In passing upon an application for permission to exercise the fiduciary powers authorized by Public Law 87-722, 76 Stat. 668, the Comptroller of the Currency will give special consideration to the following matters:

(a) Whether, under the provisions of Public Law 87-722, 76 Stat. 668, the bank has sufficient capital and surplus to render it eligible to receive permission to exercise the fiduciary powers applied for and whether the granting of any or all of such powers would be in contravention of State or local law;

(b) The needs of the community for trust service of the kind applied for and the probable volume of such trust business available to the bank;

(c) The general condition of the bank, particularly the adequacy of its net capital and surplus funds in relation to the character and condition of its assets and to its deposit liabilities and other corporate responsibilities, including the proposed exercise of trust powers;

(d) The general character and ability of the management of the bank;

(e) The nature of the supervision to be given to the proposed trust activities, including the qualifications and experience of the members of the proposed trust investment committee;

(f) The qualifications, experience and character of the proposed executive officer or officers of the trust department;

(g) Whether the bank has available competent legal counsel to advise and pass upon trust matters whenever necessary; and

(h) Any other facts and circumstances that seem to it proper.

§ 9.3 Consolidation of two or more national banks.

Where two or more national banks consolidate under the provisions of the Act of Congress approved November 7, 1918, as amended (40 Stat. 1043, 44 Stat. 1225, 48 Stat. 190, 49 Stat. 718, 719; 12 U.S.C. 33, 34, 34a), and any one of such banks has, prior to such consolidation, received a permit from the Board of Governors of the Federal Reserve System or the Comptroller of the Currency to act in fiduciary capacities which is in force at the time of the consolidation, the rights existing under such permit pass by operation of law to the consolidated bank and the consolidated bank may act in such fiduciary capacities in the same manner and to the same extent as the bank to which such permit was originally issued; and no new application to continue to act in such capacities is necessary. However, in order that the records of the consolidated bank may be complete and that it may have convenient evidence of its right to exercise trust powers, the Comptroller of the Currency, when the consolidation has been consummated, will issue a certificate to the consolidated bank showing its right to exercise the trust powers theretofore granted to any of the national banks taking part in the consolidation.

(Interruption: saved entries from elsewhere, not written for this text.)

PR #5430, opened 2024-03-31
EventFiltering,PWGHF: Move HFFilter ML application one step before

fgrosa:
In this PR I moved the application of the ML models needed for the `HFFilter.cxx` in the `trackIndexSkimCreator`.
A cut on the ML scores can be applied already in the `trackIndexSkimCreator`, but the scores of the candidates passing the selections are also stored in an output table to further apply selections in the subsequent steps (needed for instance to separate prompt and non-prompt candidates).

### DIFF
--- a/PWGHF/TableProducer/trackIndexSkimCreator.cxx
+++ b/PWGHF/TableProducer/trackIndexSkimCreator.cxx
@@ -1427,7 +1427,7 @@ struct HfTrackIndexSkimCreator {
       const std::vector<std::string> mlModelPathCcdb2Prongs = {mlModelPathCCDB.value + "D0"};
       const std::array<std::vector<std::string>, kN3ProngDecays> mlModelPathCcdb3Prongs = {std::vector<std::string>{mlModelPathCCDB.value + "Dplus"}, std::vector<std::string>{mlModelPathCCDB.value + "Lc"}, std::vector<std::string>{mlModelPathCCDB.value + "Ds"}, std::vector<std::string>{mlModelPathCCDB.value + "Xic"}};
       const std::vector<double> ptBinsMl = {0., 1.e10};
-      const std::vector<int> cutDirMl = {o2::cuts_ml::CutDirection::CutSmaller, o2::cuts_ml::CutDirection::CutGreater, o2::cuts_ml::CutDirection::CutGreater};
+      const std::vector<int> cutDirMl = {o2::cuts_ml::CutDirection::CutGreater, o2::cuts_ml::CutDirection::CutSmaller, o2::cuts_ml::CutDirection::CutSmaller};
       const std::array<LabeledArray<double>, kN3ProngDecays> thresholdMlScore3Prongs = {thresholdMlScoreDplusToPiKPi, thresholdMlScoreLcToPiKP, thresholdMlScoreDsToPiKK, thresholdMlScoreXicToPiKP};
       
       // initialise 2-prong ML response
--- a/PWGHF/TableProducer/trackIndexSkimCreator.cxx
+++ b/PWGHF/TableProducer/trackIndexSkimCreator.cxx
@@ -44,6 +44,7 @@
 #include "Common/DataModel/CollisionAssociationTables.h"
 #include "Common/DataModel/EventSelection.h"
 #include "Common/DataModel/TrackSelectionTables.h"
+#include "Tools/ML/MlResponse.h"
 
 #include "PWGLF/DataModel/LFStrangenessTables.h"
 
@@ -1156,6 +1157,9 @@ struct HfTrackIndexSkimCreator {
   Produces<aod::HfDstars> rowTrackIndexDstar;
   Produces<aod::HfCutStatusDstar> rowDstarCutStatus;
   Produces<aod::HfPvRefitDstar> rowDstarPVrefit;
+  // Tables with ML scores for HF Filters
+  Produces<aod::Hf2ProngMlProbs> rowTrackIndexMlScoreProng2;
+  Produces<aod::Hf3ProngMlProbs> rowTrackIndexMlScoreProng3;
 
   Configurable<bool> isRun2{"isRun2", false, "enable Run 2 or Run 3 GRP objects for magnetic field"};
   Configurable<bool> do3Prong{"do3Prong", 0, "do 3 prong"};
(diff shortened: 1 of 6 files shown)


PWGHF/TableProducer/trackIndexSkimCreator.cxx
```diff
@@ -1627,6 +1691,22 @@ struct HfTrackIndexSkimCreator {
     }
   }
 
+  /// Method to perform ML selections for 2-prong candidates after the rectangular selections
+  /// \param featuresCand is the vector with the candidate features
+  /// \param outputScores is the vector with the output scores to be filled
+  /// \param isSelected ia s bitmap with selection outcome
+  void is2ProngSelectedMlForHfFilters(std::vector<float> featuresCand, std::vector<float>& outputScores, int& isSelected)
```
vkucera, line 1698: `is...` indicates that the function returns `bool`.
```suggestion
  void applyMlSelectionForHfFilters2Prong(std::vector<float> featuresCand, std::vector<float>& outputScores, int& isSelected)
```

PWGHF/TableProducer/trackIndexSkimCreator.cxx
```diff
@@ -1695,6 +1775,26 @@ struct HfTrackIndexSkimCreator {
     }
   }
 
+  /// Method to perform ML selections for 2-prong candidates after the rectangular selections
+  /// \param featuresCand is the vector with the candidate features
+  /// \param outputScores is the array of vectors with the output scores to be filled
+  /// \param isSelected ia s bitmap with selection outcome
+  void is3ProngSelectedMlForHfFilters(std::vector<float> featuresCand, std::array<std::vector<float>, kN3ProngDecays>& outputScores, int& isSelected)
```
vkucera, line 1782:
```suggestion
  void applyMlSelectionForHfFilters3Prong(std::vector<float> featuresCand, std::array<std::vector<float>, kN3ProngDecays>& outputScores, int& isSelected)
```

PWGHF/TableProducer/trackIndexSkimCreator.cxx
fgrosa: Done in https://github.com/AliceO2Group/O2Physics/pull/5430/commits/87b013b121005169bdec56960b9f53ee73e735c4

PWGHF/TableProducer/trackIndexSkimCreator.cxx
fgrosa: Done in https://github.com/AliceO2Group/O2Physics/pull/5430/commits/87b013b121005169bdec56960b9f53ee73e735c4

fgrosa:
Hi @vkucera in addition to the naming conventions (I changed all the occurences, since there were many methods called `isSelected..` that were not returning a bool) I reduced the number of configurables because I discovered that there is a limit to 49 (if exceeded, a segmentation fault at runtime is thrown) and I added few histograms to monitor the BDT output scores (see example attached). I tested it locally and it provides the same result compared to the previous version, where the BDT models were applied in the `HFFilter.cxx`.
grafik

PWGHF/Core/SelectorCuts.h
```diff
@@ -94,6 +94,13 @@ static const std::vector<std::string> labelsPt{};
 
 // column labels
 static const std::vector<std::string> labelsCutBdt = {"BDTbkg", "BDTprompt", "BDTnonprompt"};
+
+// ONNX file names
+static const std::string onnxFileNameSpecies[5][1] = {{"ModelHandler_onnx_D0ToKPi.onnx"}, {"ModelHandler_onnx_DplusToPiKPi.onnx"}, {"ModelHandler_onnx_LcToPKPi.onnx"}, {"ModelHandler_onnx_DsToKKPi.onnx"}, {""}};
```
fgrosa, line 99: @vkucera Megalinter fails because it wants this to be `static const char*` instead of `static const std::string`, but it does not compile with `char` instead of `std::string`. Any idea how to fix it?

vkucera: What is the error?
`static const char* onnxFileNameSpecies[5][1] = ...` compiles just fine.

fgrosa: Did you try? It does not compile for me (full log attached):
```
/home/fgrosa/alice/sw/SOURCES/O2Physics/dev_trigger/0/PWGHF/TableProducer/trackIndexSkimCreator.cxx:1227:234: error: could not convert '{"onnxFileNames", {o2::analysis::hf_cuts_bdt_multiclass::onnxFileNameSpecies[0], 5, 1, o2::analysis::hf_cuts_bdt_multiclass::labelsSpecies, o2::analysis::hf_cuts_bdt_multiclass::labelsPt}, "ONNX file names for ML models"}' from '<brace-enclosed initializer list>' to 'o2::framework::Configurable<o2::framework::LabeledArray<std::__cxx11::basic_string<char> > >'
 1227 |   Configurable<LabeledArray<std::string>> onnxFileNames{"onnxFileNames", {hf_cuts_bdt_multiclass::onnxFileNameSpecies[0], 5, 1, hf_cuts_bdt_multiclass::labelsSpecies, hf_cuts_bdt_multiclass::labelsPt}, "ONNX file names for ML models"};
      |                                                                                                                                                                                                                                          ^
      |                                                                                                                                                                                                                                          |
      |                                                                                                                                                                                                                                          <brace-enclosed initializer list>
```
[log.txt](https://github.com/AliceO2Group/O2Physics/files/14847459/log.txt)

vkucera: I can confirm seeing the same errors as you do.
There are 2 other files in O2Physics with a `Configurable<LabeledArray<std::string>>` and, although the MegaLinter logs are no longer available for the PRs that introduced those configurables, I can see that the checks failed as well, so I don't have an example that would pass.
In this case, I admit I don't understand what cpplint considers wrong in your implementation so I would be fine with merging it regardless.
On the other hand, it would be good to understand why the conversion from `static const char*` fails. Maybe @aalkin could clarify whether this is expected.

fgrosa: Hi @vkucera many thanks for checking and confirming! Megalinter would not complain if the `string` is not global/static, so if I define it directly in the task, but I don't particularly like this solution.

alibuild (approved):

PWGHF/Core/SelectorCuts.h
aalkin: I'm a bit late for the party, but for the static strings consider using `std::string_view` instead of `std::string` that is allocatable and thus cannot really be static. Labeled array with strings is special, since string is not a simple type and the constructor therefore expects an array of string objects or an array of something that can be converted to string, but since `const char*` is an "array" in itself, its interpretation is ambiguous.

§ 9.4 Consolidation of State bank with national bank.

Section 3 of the Act of Congress approved November 7, 1918, as amended (44

Stat. 1225, 48 Stat. 190, 49 Stat. 719; 12 U.S.C. 34a), authorizes any bank, trust company, savings bank, or other banking institution incorporated under the laws of any State or in the District of Columbia to be consolidated directly with a national bank located in the same State, county, city, town, or village under the charter of such national bank, and provides in effect that, when such consolidation is consummated, the consolidated national bank shall succeed to the specific fiduciary appointments, designations and nominations of the State institution at the time of the consolidation. It is not necessary for the national bank to have a permit from the Comptroller of the Currency in order to administer the specific trusts to which it thus succeeds, but the provision does not confer upon the consolidated national bank the right to act generally in fiduciary capacities or to undertake any other trust business. Unless the national bank already has a permit from the Board of Governors of the Federal Reserve System or the Comptroller of the Currency to act in fiduciary capacities which is in force at the time of the consolidation, it will be necessary for the bank to obtain such a permit before undertaking to act generally in fiduciary capacities or to accept any other trust business.

§ 9.5 Change of name.

If a national bank has received a permit from the Board of Governors of the Federal Reserve System or the Comptroller of the Currency to act in fiduciary capacities and subsequently, while the permit is in force, changes its name under the provisions of the Act of Congress approved May 1, 1886 (24 Stat. 18; 12 U.S.C. 30, 31, 32), it is not necessary for the bank to make a new application to continue to act in such capacities. However, in order that the records of the bank may be complete and that it may have convenient evidence of its right to exercise trust powers under its new name, the Comptroller of the Currency, when such change in name has been legally effected, will issue a certificate to it under such new name evidencing its right to exercise the trust powers previously granted to it under its old name. § 9.6 Trust department management.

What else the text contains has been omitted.